» **Exercise description**
What you return should be the lines from the first line of the records below through the line holding "This adds the", unchanged.
—————
PR #5909, opened 2023-12-12
UART change at runtime

edwardtfn:

This adds the method `load_settings()` to the UART component on ESP32 (`arduino` and `esp-idf`) allowing the interface to reload with the new settings used by methods `set_baud_rate`, `set_parity`, `set_data_bits`, etc. without the assignment of a new software UART.

This can be useful for connecting to devices which supports multiple baud rates or for devices which changes it's serial communication at runtime, but also allows some logic for a user's configurable baud rate to be set at `on_boot` after the UART component is loaded.

## Types of changes

- [ ] Other

Related Discord thread: https://discord.com/channels/429907082951524364/1180653963461275648

**Pull request in [esphome-docs](https://github.com/esphome/esphome-docs) with documentation (if applicable):** esphome/esphome-docs#3455

## Test Environment

- [X] ESP32
- [X] ESP32 IDF
- [ ] ESP8266
- [ ] RP2040
- [ ] BK72xx
- [ ] RTL87xx

```yaml
select:
  - id: change_baud_rate
    name: Baud rate
    platform: template
    options:
      - "2400"
      - "9600"
      - "38400"
      - "57600"
      - "115200"
      - "256000"
      - "512000"
      - "921600"
    initial_option: "115200"
    optimistic: true
    restore_value: True
    internal: false
    entity_category: config
    icon: mdi:swap-horizontal
    set_action:
      - lambda: |-
          tf_uart->flush();
          ESP_LOGD("change_baud_rate", "Set new baud rate to %i", stoi(x));
          tf_uart->set_baud_rate(stoi(x));
          tf_uart->load_settings();
```

## Checklist:


esphome/components/uart/uart_component_esp32_arduino.cpp
```diff
@@ -109,6 +109,11 @@ void ESP32ArduinoUARTComponent::setup() {
     this->number_ = next_uart_num;
     this->hw_serial_ = new HardwareSerial(next_uart_num++);  // NOLINT(cppcoreguidelines-owning-memory)
   }
+
+  load_settings(false);
```
jesserockz: Please ensure that you are prefixing member variables and function calls
```suggestion
  this->load_settings(false);
```

esphome/components/uart/uart_component_esp32_arduino.cpp
```diff
@@ -118,9 +123,15 @@ void ESP32ArduinoUARTComponent::setup() {
     invert = true;
   this->hw_serial_->setRxBufferSize(this->rx_buffer_size_);
   this->hw_serial_->begin(this->baud_rate_, get_config(), rx, tx, invert);
+  if (dump_config) {
+    ESP_LOGCONFIG(TAG, "UART %u was reloaded.", this->number_);
+    dump_config_();
```
jesserockz:
```suggestion
    this->dump_config_();
```

esphome/components/uart/uart_component_esp_idf.cpp
```diff
@@ -122,9 +122,23 @@ void IDFUARTComponent::setup() {
...
+void IDFUARTComponent::load_settings(bool dump_config) {
+  uart_config_t uart_config = this->get_config_();
+  esp_err_t err = uart_param_config(this->uart_num_, &uart_config);
+  if (err != ESP_OK) {
+    ESP_LOGW(TAG, "uart_param_config failed: %s", esp_err_to_name(err));
+    this->mark_failed();
+    return;
+  } else if (dump_config) {
+    ESP_LOGCONFIG(TAG, "UART %u was reloaded.", this->uart_num_);
+    dump_config_();
```
jesserockz:
```suggestion
    this->dump_config_();
```

esphome/components/uart/uart_component_esp32_arduino.cpp
```diff
@@ -118,9 +123,15 @@ void ESP32ArduinoUARTComponent::setup() {
...
+  }
 }
 
-void ESP32ArduinoUARTComponent::dump_config() {
+void ESP32ArduinoUARTComponent::dump_config() { this->dump_config_(); }
```
jesserockz: What is the purpose of having this intermediate function?

jesserockz (changes requested):

esphome/components/uart/uart_component_esp32_arduino.cpp
edwardtfn: The idea is to have it showing the new settings on the log when it changes. Some of the validations won't support a directly call to `dump_config()` and I don't wanna to duplicate it's code, so I've used a different name for the function and kept the original `dump_config()` with the reference to the other one as this is called when log starts.

edwardtfn: Well, look again at the Action's logs maybe it haven't failed due to calling `dump_config()`, but due to calling it directly (instead of `this->dump_config()`). I will try that again as it will make the code cleaner...

edwardtfn: Done!

jesserockz (approved):

nagyrobi:
@edwardtfn please add to the docs (next branch) a note containing the example above mentioning which uart parameters can be reconfigured at runtime.

edwardtfn:
I can do that, but as none of those pre-existing functions to change settings (`set_baud_rate`, `set_parity`, etc.) are not there, I think we should add a more extensive section describing those a bit.
I can take a look at this later.

nagyrobi:
Problem is that this PR was merged, functionality is in, but it's not documented for the users.

edwardtfn:
There is: https://github.com/esphome/esphome-docs/pull/3455

Please let me know your thoughts.

nagyrobi:
Nice, but I also see changes to the `components/display/nextion.rst` file. Those should be in a separate PR.

edwardtfn:
Hmmm
That shouldn't be there...
I will take a look soon.

edwardtfn:
Now it is correct at https://github.com/esphome/esphome-docs/pull/3456

edwardtfn:
I've also added some inline documentation at #5930.
Although that isn't changing any line of code, I will run some sanity check later and then request an approval.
—————
» **Output of the exercise**
PR #5909, opened 2023-12-12
UART change at runtime

edwardtfn:

This adds the method `load_settings()` to the UART component on ESP32 (`arduino` and `esp-idf`) allowing the interface to reload with the new settings used by methods `set_baud_rate`, `set_parity`, `set_data_bits`, etc. without the assignment of a new software UART.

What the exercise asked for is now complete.